Ich glaube aber, das Deine Rute andere Eigenschaften hat als meine. Die Nachfolgemodelle erscheinen mir wesentlich weicher und haben eine andere, nicht so spitzenbetonte Aktion wie meine Rute, was ja kein Nachteil sein muß.
Benutzte sie auch als Spinnrute auf Hecht & Co im Süßwasser, einen 15 -Pfünder hat sie locker weggesteckt.

Gruß
Andreas


----------



## Steffen23769 (26. November 2004)

*AW: BALZER MAGNA MATRIX MX 9 Seatrout # Länge 3,10 m.

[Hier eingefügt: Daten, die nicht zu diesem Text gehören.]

Issue #4251, opened 2025-12-09
Adding new random spike selection methods


tayheau:
ref to [this](https://github.com/SpikeInterface/spikeinterface/blob/705c9320c854f2a192fa200fe7866cec5a8ffca7/src/spikeinterface/core/sorting_tools.py#L151C1-L151C3), Is `maximum_rate` intended as an ISI based sampling method, or does it simply favor neurons with higher firing rates ?

chrishalcrow:
@tayheau are you looking through TODO comments in the codebase?! You should join us for a maintainers meeting sometime!

With regard to the actual issue, I have no idea...

yger:
This is because maybe one can have other clever ideas on the spikes you want to select, from every neurons, to get meaningful statistics. By percent would be a percentage of spikes instead of a fixzd number, maximum_rate is I think an absolute clip (given recording duration and spikes found)... But you are welcome to propose any method you want to select a subset of spikes, from units, to compute statistics!

tayheau:
A silly question, should we implement a `Strategy` pattern for the different sampling algorithms or is it "overkill" and we should stay with the current format and a bunch of if-else statement ?

alejoe91:
> A silly question, should we implement a `Strategy` pattern for the different sampling algorithms or is it "overkill" and we should stay with the current format and a bunch of if-else statement ?

I think that atm it might be an overkill. If we see in the future that we need to add many more and it makes it much more complicated, we can either switch to a `Strategy` pattern or to a `dict[name: Callable]` pattern (probably easier!)

Then each sampling function could simply be:
```
random_spike_indices = _sample_my_spikes(spikes, **kwargs)
```

tayheau:
I was thinking of having a base strategy class that also implement a `Registry` so that why indeed end up with a `dict[name, Class]` that is automaticly feeded with each defined strategy as a subclass of the base one.

yger:
To be honest, here, I think this is an overkill, as @alejoe91 said. What would be the sampling scheme for such an anaylzer ? I.e. what would be the exotic way of selecting spikes to display Waveforms and compute Templates? The only one I can think of would be to sample spikes only during a certain period of time, but then we should better think about frame_slice() as in #4147  for the SortingAnalyzer. Otherwise, just random spikes or by_percent should be enough, don't you think?

tayheau:
[...]

PR #4276, opened 2025-12-18
Random spike selection new methods

tayheau:
So following #4251, a PR with a few new sampling methods for `random_spikes_selection` : 

- `percentage` cap
- `maximum_rate` cap
- `temporal_bins` sampling for a better temporal representation of the original population, i tried to fully vectorize it so the temporal bin sampling problem is dual with a subsorting problem.

I also added to possibility to `get_segment_durations` to set `segment_indices` to `None`.

### DIFF
--- a/src/spikeinterface/widgets/utils.py
+++ b/src/spikeinterface/widgets/utils.py
@@ -407,7 +407,6 @@ def get_segment_durations(sorting: BaseSorting, segment_indices: list[int] = Non
     ----------
     sorting : BaseSorting
         The sorting object containing spike data
-
     segment_indices : list[int] | None
         List of the segment indices to process. Default to None.
 


samuelgarcia:
Hi @tayheau.
I am ok with this change, could you put in the code and docstring a bit more explanation on the strategy for this new "temporal_bins" method, please ?
I am not sure to follow myself entirely the logic

tayheau:
Hey @samuelgarcia, yeah of course, just to summarize here quickly: 

So the method is temporal bin sampling and i expressed it as a sub sampling problem. 

- `bin_index = unit_spikes["sample_index"] // bin_size_freq` allow me to allocate a `bin_index` to every spike in the unit, but `bin_index` will reset for each segment since we use a concatenated spike vector. 

- `group_values = np.stack((segment_index, bin_index), axis=1)` allow me to create a (bin, segment) key that share the same indices as `unit_spikes` so that the the (bin, segment) key of the spike found at `spikes[index]` can be find at `group_values[index]`.

- ` _, group_keys = np.unique(group_values, return_inverse=True, axis=0)` just allow me to have a single integer key to rather than a (bin, segment) key. 

- I then assign a random value (`score`) to each spike in the unit. Instead of making bins and do a random uniform distribution of k samples for each bins, we just go for each (bin, segment) subgroups and randomly sort your samples and take the k first. So now we are working with 3 main data : 
   -  `spikes` which is the concatenated spike vector of the current unit
   - a `group_keys` vector which assimilate a spike of a given index to a (bin, segment) group identified by an integer
   - a `score` vector which assimilate a spike of a given index to a random value 
 
- `order = np.lexsort((score, group_keys))` is an array of indices that will allow us to order `spikes` first by `group_keys` and then by `score` - i.e to have a concatenated array of spikes of ascending score per group (so per bin per segment).

- Our final goal is to take the first `k_per_bin` spikes of each groups. Which is then equivalent to do a unifrom random pick per temporal bin. To do so we then compute the relative `ranks` of each spike inside their own group based the previously computed `order` - we have then to compute each group starting point and length, respectivly `group_start` and `counts`). `ranks` would look like something like this `[0,1,2,3,4,0,0,0,1,2,0,1,0,1,2,...]`

- We then apply a mask to `ranks` to select the top `k_per_bin` for each group - i.e for each bin per segment. And then we apply the resulting mask to the ordered `spikes` vector.


I m not sure if my explainations are very clear, that's why i prefer to write it here in a first time to have some feed back on it.

tayheau:
By the way @samuelgarcia, @alejoe91 , perhaps we can add the `temporal_bins` explanation to the doc and just reference to it in the docstring - so that we have a better layout and so readability. What do you think ?

alejoe91:
> By the way @samuelgarcia, @alejoe91 , perhaps we can add the `temporal_bins` explanation to the doc and just reference to it in the docstring - so that we have a better layout and so readability. What do you think ?

Yes it definitely deserve some more explanation! :)

alejoe91:
I don't think we have a specific place yet, but maybe it's worth adding a `Core Analyzer Extensions` section here?

https://spikeinterface.readthedocs.io/en/latest/modules/core.html#sortinganalyzer

src/spikeinterface/widgets/utils.py
```diff
@@ -410,11 +410,17 @@ def get_segment_durations(sorting: BaseSorting, segment_indices: list[int]) -> l
     sorting : BaseSorting
         The sorting object containing spike data
```
chrishalcrow:
```suggestion
```

I am a master reviewer.

src/spikeinterface/core/sorting_tools.py
```diff
@@ -148,12 +150,16 @@ def vector_to_list_of_spiketrain_numba(sample_indices, unit_indices, num_units):
...
     sorting: BaseSorting,
-    num_samples: int | None = None,
-    method: str = "uniform",
+    num_samples: list[int] | None = None,
+    method: Literal["uniform", "all", "percentage", "maximum_rate", "temporal_bins"] = "uniform",
     max_spikes_per_unit: int = 500,
+    percentage: float | None = None,
+    maximum_rate: float | None = None,
+    bin_size_s: float | None = None,
+    k_per_bin: int | None = None,
```
chrishalcrow: Can you propogate these to the `_set_params` in `ComputeRandomSpikes`. At the moment, you can't use the new methods when you do e.g. `analyzer.compute("random_spikes", method="percentage")` cause it can't accept `percentage` etc.

https://github.com/SpikeInterface/spikeinterface/blob/81e89fd19cffdbf031e48c54100b6ab9e024e3ca/src/spikeinterface/core/analyzer_extension_core.py#L67

chrishalcrow: I think `k_per_bin` should have a more explicit name. Something tedious like `temporal_bins_max_spikes_per_bin`

src/spikeinterface/core/sorting_tools.py
chrishalcrow, line 166: I agree that a short (one sentence) description of each method would be good here, just to give a developer looking at the code (hello!) an idea of expected behavior.

src/spikeinterface/core/sorting_tools.py
```diff
@@ -211,19 +237,70 @@ def random_spikes_selection(
...
+
+            elif method == "maximum_rate":
+                if maximum_rate is None:
+                    raise ValueError(f"maximum_rate must be defined")
+
+                t_duration = np.sum(get_segment_durations(sorting))
+                rng_size = min(int(t_duration * maximum_rate), max_spikes_per_unit, all_unit_indices.size)
+                selected_unit_indices = rng.choice(all_unit_indices, size=rng_size, replace=False, shuffle=False)
+
+            elif method == "temporal_bins":
```
chrishalcrow: I think something is wrong with the algorithm. When I run it on real data I get two spikes per second interval:

``` python
analyzer.compute('random_spikes', method="temporal_bins", bin_size_s=1, k_per_bin=1)
random_spikes = analyzer.get_extension('random_spikes')
unit_5_spikes = random_spikes.get_random_spikes()['unit_index'] == 5
print((random_spikes.get_random_spikes()[unit_5_spikes]['sample_index']//30_000)[0:10])
```
```
>>> array([0, 0, 1, 1, 2, 2, 3, 3, 4, 4])
```

I think with these parameters I'm expecting
```
>>> array([0,1,2,3,..
```

chrishalcrow: Oh, when I do `k_per_bin = 2`, I get three spikes per bin. So there's an unwanted `+1` somewhere...

chrishalcrow: This type of thing would make a good test!

tayheau: I think a `np.unique()` should solve this. With a step back, the `temporal_bins` might be overcomplex and maybe it should be a simpler version, since it's not very important for this to be fully optimized to my mind

chrishalcrow: Yeah the code is a bit hard to understand... Make it simpler then we can optimize later if needs be.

WG 10-45 gr.*

Moin Moin,
Wie Andreas schon sagte, die neuen Modelle sind etwas weicher, wenn Du mit Geflochtener Schnur fischst, kann das Gerät wohl empfohlen werden, bei Verwendung mit Monofil würde ich eher auf eine Shimano Beastmaster 300MH 10 - 30 Gramm oder die Gute alte ZEBCO Trophy Spin Seatrout im 3,15m Länge Wurfgewicht 15 - 50 Gramm, ist auch ein steifer Stecken!


----------



## mefohunter84 (26. November 2004)

*AW: BALZER MAGNA MATRIX MX 9 Seatrout # Länge 3,10 m. WG 10-45 gr.*

Na ja Skorpion. Einer der beiden bin ich dann wohl. Ich habe schon mehrere Ruten gefischt, aber diese ist wirklich der Hammer!!! Spitzenaktion, (ich fische eh mit Fireline) ein gut 40 cm langes Handteil, (gute Hebelwirkung beim Wurf) und sagenhafte Kraftreserven. Flexibel ist die Rute außerdem. Mein erster Rutentest dieser Rute war eine 74 cm Mefo im Frühling. 10 Saltos in 10 m Entfernung und starke Fluchten ließen die Rute nur müde lächeln. Natürlich macht das ganze mit der entsprechenden guten Rolle (wichtig ne ruckfreie Bremse), nochmal soviel Spaß. Meine habe ich bei "Angelsport Schirmer" für 89,95 EURO gekauft (Katalog S.146)!!! Diese Rute will ich echt nicht mehr missen. Selbst vom Schlauchboot auf Plattfisch und Dorsch, läßt sie sich einsetzen.


----------



## Skorpion (26. November 2004)

*AW: BALZER MAGNA MATRIX MX 9 Seatrout # Länge 3,10 m. WG 10-45 gr.*

danke für Info`s #6 




			
				mefohunter84 schrieb:
			
		

> Na ja Skorpion. Einer der beiden bin ich dann wohl.



jo das bist du  

Das ist doch ne super Erfahrung die du da gemacht hast. Hört sich echt gut an :k  Welche Gewichte hast du damit so geworfen. Sind 30 g noch locker voll durch zu ziehen.?


----------



## mefohunter84 (26. November 2004)

*AW: BALZER MAGNA MATRIX MX 9 Seatrout # Länge 3,10 m. WG 10-45 gr.*

Also ich fische ausschließlich Köder von 20 - 30 gr. (Hansen-Flash, Gladsax-Wobbler, Snaps). Und ein Snap in 30 gr. hat schon Gewicht. Aber kein Problem. Mal ehrlich. Mit meiner gut gefüllten 5000-er Twin Power (15er Fireline) , dem 30 gr Snap und Rückenwind sind immer Würfe über 100 m drin. Sogar 120 m sind möglich. Das würde mit einem "Schwabbelstock" wohl kaum gehn.


----------



## Skorpion (26. November 2004)

*AW: BALZER MAGNA MATRIX MX 9 Seatrout # Länge 3,10 m. WG 10-45 gr.*



			
				mefohunter84 schrieb:
			
		

> Also ich fische ausschließlich Köder von 20 - 30 gr. (Hansen-Flash, Gladsax-Wobbler, Snaps). Und ein Snap in 30 gr. hat schon Gewicht.



Genau darum gings mir #6 
Ich hab ne Daiwa Regal Z mit 0,12 Fireline. Das passt.  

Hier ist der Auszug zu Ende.